In fact, an analysis of Forms 990 for approximately 100,000 organizations filing the annual report to the IRS in 2014 published recently by the Wall Street Journal found 2,700 nonprofit officials were paid more than $1 million. Although most were administrators at hospitals and universities, there were also many football coaches and executives at endowments like the Harvard Management Company. Nonprofit organizations respond that they are trying to attract the best candidates and are merely adopting compensation practices similar to those in the private sector.

Get it? See what happened? TAKE TO THE STREETS. FLOOD YOUR REPRESENTATIVE’S OFFICE WITH EMAILS. THIS IS A SERIOUS MISCARRIAGE OF JUSTICE.

 

Do I need to spell it out for you? Do you see what’s happening here?

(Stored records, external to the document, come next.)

PR #274, opened 2026-07-07
Serve the Antigravity Interactions harness over HarnessService

zbl94:
Add a Go HarnessService server for the Antigravity Interactions harness so it can run as a substrate actor, alongside the existing Python sidecar path.

- internal/harness/antigravityinteractions/server.go: Serve(...) stands up the gRPC HarnessService (plus gRPC health) and an HTTP /readyz endpoint reflecting this server's own serving state, with graceful shutdown on ctx-cancel or SIGINT/SIGTERM. Connect adapts the harness onto the wire contract: a start frame drives one turn (Start -> Queue -> Run), each agent message is streamed as a HarnessResponse{outputs} frame, and the stream terminates with exactly one HarnessResponse{end} (COMPLETED/FAILED/ CANCELED); a mid-stream cancel frame cancels the run.
- cmd/ax/harness.go: add a thin runAntigravityInteractionsHarness(ctx, systemInstructions) entrypoint that builds the config and calls Serve; the dispatch layer decides when to invoke it.
- server_test.go: bufconn tests for the start->end contract and rejection of a non-start first frame.

### DIFF
--- a/cmd/ax/harness.go
+++ b/cmd/ax/harness.go
@@ -30,6 +30,7 @@ import (
 	"syscall"
 	"time"
 
+	"github.com/google/ax/internal/harness/antigravityinteractions"
 	"github.com/spf13/cobra"
 	"google.golang.org/grpc"
 	"google.golang.org/grpc/credentials/insecure"
@@ -111,6 +112,26 @@ func runHarness(cmd *cobra.Command, args []string) error {
 		return fmt.Errorf("antigravity harness server exited: %w", err)
 	}
 	return nil
+}
+
+func runAntigravityInteractionsHarness(ctx context.Context, systemInstructions string) error {
+	if err := setHarnessWorkDir(); err != nil {
+		return err
+	}
+	cfg := antigravityinteractions.AntigravityInteractionsConfig{
+		SystemInstruction: systemInstructions,
+		StateDir:          harnessStateDir(),
+	}
+	return antigravityinteractions.Serve(ctx, cfg, harnessHost, harnessPort, harnessReadyzPort)
+}
+
+// harnessStateDir returns the directory for persisting resume cursors, defaulting
+// to the actor working directory (AX_HARNESS_WORKDIR) or the current directory.
+func harnessStateDir() string {
+	if dir := os.Getenv("AX_HARNESS_WORKDIR"); dir != "" {
+		return dir
+	}
+	return "."
 }
 
 // serveReadyz serves the HTTP /readyz endpoint on readyzPort that substrate's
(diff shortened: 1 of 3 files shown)


rakyll (approved):

internal/harness/antigravityinteractions/server.go
```diff
@@ -0,0 +1,217 @@
...
+		return fmt.Errorf("listen on %s:%d: %w", host, port, err)
+	}
+
+	grpcServer := grpc.NewServer()
+	proto.RegisterHarnessServiceServer(grpcServer, &server{h: h})
+
+	// gRPC health: report SERVING for the default service so the controller's
+	// health checks pass.
+	hs := health.NewServer()
+	hs.SetServingStatus("", healthpb.HealthCheckResponse_SERVING)
```
joycel-github, line 67: will it be okay to use hs.SetServingStatus("ax.interaction", healthpb.HealthCheckResponse_SERVING)"

zbl94: I think this is determined by the client side checking contract: in substrate.go, we have 
```
resp, err := client.Check(ctx, &grpc_health_v1.HealthCheckRequest{Service: ""})
```

wjjclaud (approved):

internal/harness/antigravityinteractions/server.go
joycel-github: thanks! not a blocker for this PR - can you help create an issue to track / change given we have differnt harness. shouldn't be a real problem given one harness at a time atm

joycel-github (approved):

cmd/ax/harness.go
```diff
@@ -116,6 +118,30 @@ func runHarness(cmd *cobra.Command, args []string) error {
...
+// in a dedicated ".ax/cursors" subdirectory UNDER the actor working directory
+// (AX_HARNESS_WORKDIR, or the current directory) so AX's internal state is kept
+// out of the agent-visible workspace while still residing within the actor's
+// snapshotted filesystem (so it survives snapshot/restore).
+func harnessStateDir() string {
+	base := os.Getenv("AX_HARNESS_WORKDIR")
+	if base == "" {
+		base = "."
+	}
+	return filepath.Join(base, ".ax", "cursors")
```
rakyll: We may consider a different path for this.

Working directory is where the harness is operating and it often reads and edits the files underneath even if they are hidden. I think somewhere under ~/.ax/ is more appropriate by default and we can make it configurable from ax.yaml.

rakyll:
You can merge this and I can work on some changes for the routing layer. `ax harness` should start a server that implements the `HarnessService` and route by `harness_id`.

cmd/ax/harness.go
zbl94: I updated it to use `~/.ax/` by default. @wjjclaud is working on the plumbing from the controller/substrate side and we plan to use `systemInstruction` as the first example field. Once we have that, adding a `stateDir` should be very easy.

Issue #270, opened 2026-07-07
Use Go embedding features to embed the python directory into the binary


rakyll:
In runtime, extract the AGY sidecar and set things up without user having to know about the underlying sidecar.

rakyll:
Fixed via https://github.com/google/ax/pull/276.

PR #251, opened 2026-07-06
Auto-start Antigravity harness sidecar from ax exec (#249)

joycel-github:
Fixes #249.

## Problem

`ax exec --input "..."` (README quickstart) fails with `connection refused` because the Antigravity Python sidecar on `127.0.0.1:50053` has no owner in local mode — users have to know to start `ax harness` first, which is Hidden and undocumented.

## Design: identify the sidecar via gRPC health service name

Rather than blindly assuming `:50053` is our sidecar (fragile — flagged by @rakyll in review), we probe the configured endpoint using the gRPC health protocol with a fully-qualified service name `harness.antigravity` (aligned with the `harnesses.antigravity` key in `ax.yaml`).

Three outcomes:

| Probe result | Interpretation | Action |
|---|---|---|
| `SERVING` for `harness.antigravity` | Existing AGY sidecar | **Reuse** — attach to it (Sidecar.Forked=false; user owns its lifetime) |
| `NOT_FOUND` / `NOT_SERVING` / `Unimplemented` | Some other gRPC service on this port | **Error** — explicit message asking user to update `harnesses.antigravity.endpoint` in ax.yaml |
| Connection refused | Port free | **Fork** Python sidecar; wait for it to become healthy; tie its lifetime to the controller |

Python sidecar registers `harness.antigravity` as a named health entry alongside the existing overall `""` entry. Go side probes the named entry.

## Config knobs

- `harnesses.antigravity.endpoint` in `ax.yaml` (default `127.0.0.1:50053`) — user's contract; port must be exclusively for the AGY sidecar. `SidecarConfig.Host`/`Port` in Go come from parsing this field.
- `AX_ANTIGRAVITY_NO_AUTOSTART=1` — disable autostart entirely (testing, or users who want to manage the sidecar themselves without any probing)

## Non-goals (out of scope, tracked separately)

- **Not shipping Python** with `go install ax` — this PR assumes the user has `python3` and `google-antigravity` installed (i.e. cloned the repo and `pip install -r python/antigravity/requirements.txt`). Zero-install quickstart is a separate CUJ.
- **`ax harness` behavior unchanged** — still the Docker/Substrate entrypoint.
- **Remote endpoints** (non-loopback) don't autostart — you can't fork a Python process on another machine.

## Follow-up issues opened

- **#263** — Migrate substrate `/readyz` health probe from `""` to `harness.antigravity`, then remove the redundant `""` entries in `harness_server.py` + `harnesstest.go`.
[...]

Issue #249, opened 2026-07-06
AGY harness fails with connection error


rakyll:
When run locally, AGY harness fails. We require user to start the AGY harness service but it shouldn't be their responsibility. We should fork the server from the AX binary.

```
ax exec
Conversation: 4bc74292-2fc9-4a24-b767-5bbcf91a9424

⏺ Hello

Error: error executing with local server: harness execution failed: failed to call gRPC HarnessService.Connect: rpc error: code = Unavailable desc = connection error: desc = "transport: Error while dialing: dial tcp 127.0.0.1:50053: connect: connection refused"
Error: error executing with local server: harness execution failed: failed to call gRPC HarnessService.Connect: rpc error: code = Unavailable desc = connection error: desc = "transport: Error while dialing: dial tcp 127.0.0.1:50053: connect: connection refused"
```

joycel-github:
Related PRs:
- #273  — introduces the `pythonsidecar` package that powers the autofork machinery.
- #275  — wires the autofork into `ax exec` via `pythonsidecar`.

rakyll:
Fixed via https://github.com/google/ax/pull/276.

PR #34, opened 2026-05-28
Add gRPC Streaming for Harness interface and integration

anj-s:
Add stateful gRPC streaming input/output and streaming AGY example.

### 1. AX V2 Controller Integration (Registry-Centric Design)
*   Introduces `internal/controller2` containing the new single-writer orchestrator.
*   Integrates `harness.Harness` and `harness.Execution` interfaces to abstract agent sandboxing and execution pipelines.
*   Implements a robust Registry-centric harness lookup with runtime fallbacks.

### 2. Antigravity gRPC Streaming Harness (`internal/harness/antigravity.go`)
*   Moves the Antigravity SDK integration away from one-off subprocess execution to an always-on, stateful gRPC protocol.
*   Go client connects via standard gRPC dials, constructs the strongly-typed `AgentRequest`, and streams output callbacks directly to V2.

### 3. Python gRPC Harness Server (`python/antigravity/harness_server.py`)
*   Created a python gRPC server implementation conforming to `pb.AgentService` and using `grpc.aio.server()`.
*   Natively unpacks messages list, hydrates conversation history, and yields `AgentResponse` frames (thoughts, text, tool calls).
*   **Architectural Documentation Added**: Included a detailed `NOTE ON ARCHITECTURE` documenting the generic loader design where `harness_server.py` dynamically imports agent files (defaulting to `agent.py`) using `--agent_file` flags to provide clean L1/L2 SDK boundary decoupling.

### 4. Python Agent Scaffolding (`examples/antigravity_agent/agent.py`)
*   Defines custom Python tools (`get_weather`), model identity, and persona configuration.
*   Provides a dual-purpose standalone CLI sandbox for L2 API local debugging.
*   **Architectural Documentation Added**: Included a detailed `NOTE ON ARCHITECTURE` explaining how this file acts as both a standalone L2 CLI debugging tool and a declarative config module imported by `harness_server.py`.

### 5. E2E Setup & Running Instructions (`cmd/e2e/main.go`)
*   Consolidated Go harness commands and established the main E2E verification runner (`cmd/e2e/main.go`).
*   **Instructions Added**: Appended explicit, step-by-step headers to `cmd/e2e/main.go` documenting how to start the Python server (with proper `PYTHONPATH` to bypass python path collisions) and drive the Go client demonstration.

### 6. Test Coverage & Verification
*   Go unit tests in `internal/harness/antigravity_test.go` (Mock gRPC server, Passed).
[...]

PR #275, opened 2026-07-08
Auto-start Antigravity Python sidecar from ax exec

joycel-github:
Progresses #249 (autofork done; PYTHONPATH & pip install still user responsibility — see Scope + Known limitation)

## Scope

This PR only wires the sidecar startup via `pythonsidecar`. It does **not** install the Python runtime dependencies of `python/antigravity/harness_server.py`. Users are expected to have them installed before running `ax exec`:

```
pip install -r python/antigravity/requirements.txt
```

## Known limitation: set `PYTHONPATH` before `ax exec`
Local users need to manually prepend the repo root and `python/` to `PYTHONPATH`:
```bash
export PYTHONPATH="$PWD:$PWD/python:$PYTHONPATH"
```
Without this, the sidecar fork fails with:
```
ImportError: cannot import name 'content_pb2' from 'proto' (unknown location)
```
**Root cause.** `harness_server.py` uses `from python.proto import ax_pb2` (needs repo root on `sys.path`) while generated `ax_pb2.py` uses `from proto import content_pb2` (needs `python/` on `sys.path`). Python's default `sys.path` satisfies only one. This has been the case since PR #34 introduced the streaming harness.
**Substrate is unaffected.** `cmd/ax/Dockerfile:64` sets `ENV PYTHONPATH=/ax-app:/ax-app/python`, so pods inherit it via the container image.
**Follow-up.** `go:embed`-ing `python/` into the ax binary and pointing `PYTHONPATH` at the extracted cache dir. Out of scope for this PR.

## Summary

`ax exec` now forks the Antigravity Python sidecar automatically via `pythonsidecar` (#273). Users no longer need to run `ax harness` in a separate terminal.

## Design rationale

This PR is intentionally minimal. An earlier attempt (#251, 1122 lines) shipped the full CUJ end-to-end — identity probe to distinguish AGY vs foreign sidecars, `Pdeathsig` for parent-crash cleanup, a shared autostart package for future harnesses, and an `AX_ANTIGRAVITY_NO_AUTOSTART` escape hatch. Post-review discussion converged on stacking the work as smaller PRs: land the minimum autofork here, add each capability as its own reviewable follow-up. This PR is that minimum. Known follow-ups (all `TODO`'d in code or tracked as issues):

- Reuse an existing AGY sidecar via a named gRPC health service identity probe (currently: any port-in-use fails the fork)
- Parent-crash cleanup (`Pdeathsig` on Linux)
- Auto PYTHONPATH via `go:embed` (#270 / addressed by #276)
- Auto `pip install` at first run

## API

- `antigravity.New(ctx, address, autoStart)` — when `autoStart=true`, forks the sidecar, waits for `TCPReady`, installs a signal handler that stops it on SIGINT/SIGTERM.
- `cliutil.NewControllerFromConfig` passes `autoStart=true` in local mode.

Substrate mode and the e2e demo pass `autoStart=false` (unchanged behavior).

## Tests
1. unit test 
2. manual run 

(.venv) lhuan@lhuan:~/ax-test$ ./ax exec --input "hi"
Starting gRPC harness server on 127.0.0.1:50053...
Conversation: 7b7974ff-0b58-445b-a836-ca41e3500f43

⏺ hi

[gRPC] Connect turn requested. conv_id=7b7974ff-0b58-445b-a836-ca41e3500f43
[gRPC] Creating new Agent instance for conv_id=7b7974ff-0b58-445b-a836-ca41e3500f43
[gRPC] Running chat query: hi
[gRPC] Turn completed successfully.
Hello! How can I help you today?
seq=2

### DIFF
--- a/cmd/ax/internal/cliutil/cliutil_test.go
+++ b/cmd/ax/internal/cliutil/cliutil_test.go
@@ -23,31 +23,6 @@ import (
 	"github.com/google/ax/internal/config"
 )
 
-func TestNewControllerFromConfig_DefaultHarness(t *testing.T) {
-	cfg := &config.Config{
-		EventLog: config.EventLogConfig{
-			SQLiteConfig: config.SQLiteConfig{
-				Filename: filepath.Join(t.TempDir(), "log.sqlite"),
-			},
-		},
-		Harnesses: config.HarnessesConfig{
-			Antigravity: config.AntigravityHarnessConfig{
-				Default:  true,
-				Endpoint: "localhost:50053",
-			},
-		},
-	}
-
-	c, err := NewControllerFromConfig(context.Background(), cfg)
-	if err != nil {
-		t.Fatalf("NewControllerFromConfig: %v", err)
-	}
-	if c == nil {
-		t.Fatal("expected non-nil controller")
-	}
-	c.Close()
-}
-
 func TestNewControllerFromConfig_BuiltinSubstrate(t *testing.T) {
 	t.Setenv("AX_SUBSTRATE", "1")
 
--- a/cmd/ax/internal/cliutil/cliutil.go
+++ b/cmd/ax/internal/cliutil/cliutil.go
@@ -56,6 +56,12 @@ func NewControllerFromConfig(ctx context.Context, cfg *Config) (*controller.Cont
 	// substrate actors ("1").
 	substrateMode := os.Getenv("AX_SUBSTRATE") == "1"
 
+	// Validate config before local-mode antigravity.New forks the Python
+	// sidecar, so a config error surfaces without spawning a subprocess.
+	if len(cfg.Harnesses.Substrate) > 0 && !substrateMode {
+		return nil, fmt.Errorf("custom substrate harnesses require AX_SUBSTRATE=1")
+	}
+
 	// Built-in harnesses.
 	var defaultHarnessID string
 	var antigravityHarness harness.Harness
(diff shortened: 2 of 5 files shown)


cmd/ax/internal/cliutil/cliutil_test.go
```diff
@@ -48,6 +58,38 @@ func TestNewControllerFromConfig_DefaultHarness(t *testing.T) {
...
+s.listen()
+while 1: s.accept()
+`
+	if err := os.WriteFile(filepath.Join(pkg, "harness_server.py"), []byte(src), 0644); err != nil {
+		t.Fatalf("write stub: %v", err)
+	}
+	t.Setenv("PYTHONPATH", root)
+}
+
+func getFreePort(t *testing.T) int {
```
rakyll: Let's remove this. By the time you want to open the connection, that port may not be free. While opening the connection, you will get an error if the port is not free.

cmd/ax/internal/cliutil/cliutil_test.go
```diff
@@ -48,6 +58,38 @@ func TestNewControllerFromConfig_DefaultHarness(t *testing.T) {
 	c.Close()
 }
 
+// stubPythonAntigravityModule writes a minimal python/antigravity/harness_server.py on PYTHONPATH that binds the requested port and blocks, so pythonsidecar.TCPReady succeeds without the real AGY SDK.
+func stubPythonAntigravityModule(t *testing.T) {
```
rakyll: See my offline comment, we should remove this.

rakyll (approved):
LGTM after the comments are addressed.

rakyll:
LGTM

PR #276, opened 2026-07-08
Embed python artifacts into ax

rakyll:
This change embeds the python/ directory into the ax binary.

- At runtime, it extracts the python/ directory to `~/.ax/python`.
- It runs, `pip install -r requirements.txt`
- And starts the AGY harness service.

This is a hack until `antigravityinteractions` package is ready to replace `antigravity`.

Tested:

- [x]  Locally
- [x]  On Substrate

### DIFF
--- a/internal/pythonsidecar/sidecar.go
+++ b/internal/pythonsidecar/sidecar.go
@@ -44,8 +44,6 @@ type Config struct {
 	// ReadyFunc is an optional function to check if the server is ready to accept requests.
 	// When provided, Start will poll ReadyFunc until it returns nil or the context expires. (Optional)
 	ReadyFunc func(ctx context.Context) error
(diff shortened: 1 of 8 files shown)


wjjclaud (approved):

internal/pythonsidecar/sidecar.go
```diff
@@ -83,15 +80,32 @@ func (s *Sidecar) Start(ctx context.Context) error {
 		return fmt.Errorf("Module cannot be empty")
 	}
 
-	// Prepare arguments: python3 -u -m module [args...]
+	// Prepare arguments: python -u -m module [args...]
```
joycel-github, line 83: nit python3?

joycel-github (approved):

PR #277, opened 2026-07-08
Antigravity interactions harness registry and config

wjjclaud:
Wires the built-in Antigravity Interactions harness into the controller for #271.
- Config (internal/config): new antigravity interactions harness config.
- Registry wiring (cmd/ax/internal/cliutil): registers for both local mode and substrate mode.
- Default state dir: move the default state dir helper to the shared package.
- Example yaml commented out for enabling in followups.

### Tested
On local mode, uncomment config in `ax.yaml`
`export GOOGLE_CLOUD_PROJECT=<project_ID>`
`go run ./cmd/ax exec --harness antigravity-interactions --input "hello"`

### Follow up
Routing in `ax harness` for substrate mode.

### DIFF
--- a/internal/config/config.go
+++ b/internal/config/config.go
@@ -96,10 +96,9 @@ type AntigravityHarnessConfig struct {
 // AntigravityInteractionsHarnessConfig registers the built-in Antigravity
 // Interactions harness (over the Vertex GenAI Interactions API).
 type AntigravityInteractionsHarnessConfig struct {
-	Default           bool   `yaml:"default,omitempty"`            // Default harness or not
-	Agent             string `yaml:"agent"`                        // Interactions API agent
-	SystemInstruction string `yaml:"system_instruction,omitempty"` // Optional system prompt
-	StateDir          string `yaml:"state_dir,omitempty"`          // Resume-cursor directory (optional; defaults to ~/.ax/cursors)
+	Default  bool   `yaml:"default,omitempty"`   // Default harness or not
+	Agent    string `yaml:"agent,omitempty"`     // Interactions API agent (default: antigravityinteractions.DefaultAgent)
+	StateDir string `yaml:"state_dir,omitempty"` // Resume-cursor directory (optional; defaults to ~/.ax/antigravityinteractions/cursors)
 }
 
 // SubstrateHarnessConfig registers a custom harness deployed on substrate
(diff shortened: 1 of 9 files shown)


internal/config/config.go
```diff
@@ -89,6 +93,15 @@ type AntigravityHarnessConfig struct {
 	Endpoint string `yaml:"endpoint,omitempty"` // HarnessService address
 }
 
+// AntigravityInteractionsHarnessConfig registers the built-in Antigravity
+// Interactions harness (over the Vertex GenAI Interactions API).
+type AntigravityInteractionsHarnessConfig struct {
+	Default           bool   `yaml:"default,omitempty"`            // Default harness or not
+	Agent             string `yaml:"agent"`                        // Interactions API agent
+	SystemInstruction string `yaml:"system_instruction,omitempty"` // Optional system prompt
```
rakyll: We should remove SystemInstruction from here. It should be supplied per request.

internal/config/config.go
```diff
@@ -89,6 +93,15 @@ type AntigravityHarnessConfig struct {
 	Endpoint string `yaml:"endpoint,omitempty"` // HarnessService address
 }
 
+// AntigravityInteractionsHarnessConfig registers the built-in Antigravity
+// Interactions harness (over the Vertex GenAI Interactions API).
+type AntigravityInteractionsHarnessConfig struct {
+	Default           bool   `yaml:"default,omitempty"`            // Default harness or not
+	Agent             string `yaml:"agent"`                        // Interactions API agent
```
rakyll: This isn't required, right? It's only needed if the user wants to override.

internal/config/config.go
```diff
@@ -89,6 +93,15 @@ type AntigravityHarnessConfig struct {
...
+	SystemInstruction string `yaml:"system_instruction,omitempty"` // Optional system prompt
+	StateDir          string `yaml:"state_dir,omitempty"`          // Resume-cursor directory (optional; defaults to ~/.ax/cursors)
```
rakyll: Maybe we should use ~/.ax/antigravityinteractions/state to make it more clear that it's state associated with the AGY Interactions implementation.

rakyll (approved):
Left some comments but LGTM otherwise.

internal/config/config.go
wjjclaud: Done

internal/config/config.go
wjjclaud: Done. Now optional with default value.

internal/config/config.go
wjjclaud: Updated to ~/.ax/antigravityinteractions/cursors.

Issue #246, opened 2026-07-06
antigravity harness server - support streaming 


joycel-github:
## Problem statement

Antigravity harness currently has slow TTFT  for `Text` / `Thought` output.

The harness currently buffers contiguous text/thought chunks and only emits after the block completes. This makes the content boundary clear for downstream display code, but it also means AX cannot render the first token until the whole buffered block is done.

Desired behavior:

- emit the first visible output as soon as the model stream produces it
- preserve the difference between answer text and thought-summary text
- keep final/durable content semantics correct
- avoid a broad protocol redesign

## Proposal

Add explicit streaming delta content types:

- `TextDeltaContent`
- `ThoughtSummaryDeltaContent`

These are modeled after the streaming primitives `TextDelta` and `ThoughtSummaryDelta` in [`google-genai`](https://github.com/googleapis/python-genai).

## Streaming semantics

The harness **should not** infer sentence boundaries.

Instead, deltas are ordered append-only chunks for the current contiguous output run. A delta run is complete when:

- the next delta has a different content kind
- the role changes
- a non-delta output arrives, such as tool call/tool result
- the stream ends

Responsibilities:

- Harness server emits deltas immediately and preserves order.
- Controller accumulates adjacent deltas with the same role/kind for durable logs/history.
- Display renders deltas immediately and switches formatting when role/kind changes.

## Implementation tasks

1. **Proto**
   - Add `TextDeltaContent` and `ThoughtSummaryDeltaContent`, modeled after Antigravity SDK primitives.
   - Add `text_delta` and `thought_summary_delta` to `Content`.

2. **Antigravity harness**
   - Emit `text_delta` / `thought_summary_delta` as chunks arrive.
   - Stop waiting for the full contiguous text/thought block before yielding.

3. **Controller**
   - Accept delta content in stream handling.
   - Accumulate adjacent deltas into durable text/thought output where needed.
   - Flush accumulation on role change, kind change, non-delta output, or stream end.

4. **Display / clients**
   - Render `text_delta` as streamed assistant text.
   - Render `thought_summary_delta` as streamed thought-summary text.
   - Add handling for the new delta types wherever content variants are switched on.
   **- Note Display / clients side are reasonable for formatting**

rakyll:
We can move this to v0.3.0 milestone.

rakyll:
[...]

PR #281, opened 2026-07-09
proto: add TextDeltaContent and ThoughtSummaryDeltaContent (task 1 of #246)

joycel-github:
Task 1 (Proto) of #246 — antigravity harness streaming support.

## What

- Add `TextDeltaContent` and `ThoughtSummaryDeltaContent` modeled after the `TextDelta` / `ThoughtSummaryDelta` streaming primitives in [google-genai](https://github.com/googleapis/python-genai).

## Follow-up PRs will be sent in sequence 

More details see issue #246 

- **Task 2 — Antigravity harness:** emit `text_delta` / `thought_summary_delta` as chunks arrive from the antigravity sdk 
- **Task 3 — Controller:** accept delta content in stream handling; accumulate adjacent deltas into durable text/thought output where needed; flush on role change, kind change, non-delta output, or stream end. (`internal/controller/`)
- **Task 4 — Display / clients:** render `text_delta` as streamed assistant text and `thought_summary_delta` as streamed thought-summary text; add handling for the new delta types wherever content variants are switched on. Note that display is resonsible for identifying the boundary of different content and format accordingly (primary site: `cmd/ax/internal/display.go`).

### DIFF
--- a/proto/content.pb.go
+++ b/proto/content.pb.go
@@ -156,7 +156,7 @@ func (x ImageContent_MimeType) Number() protoreflect.EnumNumber {
 
 // Deprecated: Use ImageContent_MimeType.Descriptor instead.
 func (ImageContent_MimeType) EnumDescriptor() ([]byte, []int) {
-	return file_proto_content_proto_rawDescGZIP(), []int{10, 0}
+	return file_proto_content_proto_rawDescGZIP(), []int{12, 0}
 }
 
 type AudioContent_MimeType int32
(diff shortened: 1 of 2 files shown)


rakyll:
These fields are not Interactions Content compatible, am I right? We shouldn't introduce Content types that are not represented in Interactions.

joycel-github:
we have decided to go with interaction proto and this issue will be postponed to milestone 3 when the proto is stable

You want to spend your kid’s tuition money on sky-rocketing multimillion dollar salaries for coaches and on twenty million dollar a year compensation for university money managers, and here comes the IRS to tell you that these aren’t appropriate non-profit expenditures! They even have the gall to say that giving all that money to coaches and money managers diverts tax-exempt money from students and shit! Whatever that means.

So they’re putting a crushing new tax on excess non-profit compensation, which means universities are likely to pull back on these amounts and you will have to pay the managers and coaches less.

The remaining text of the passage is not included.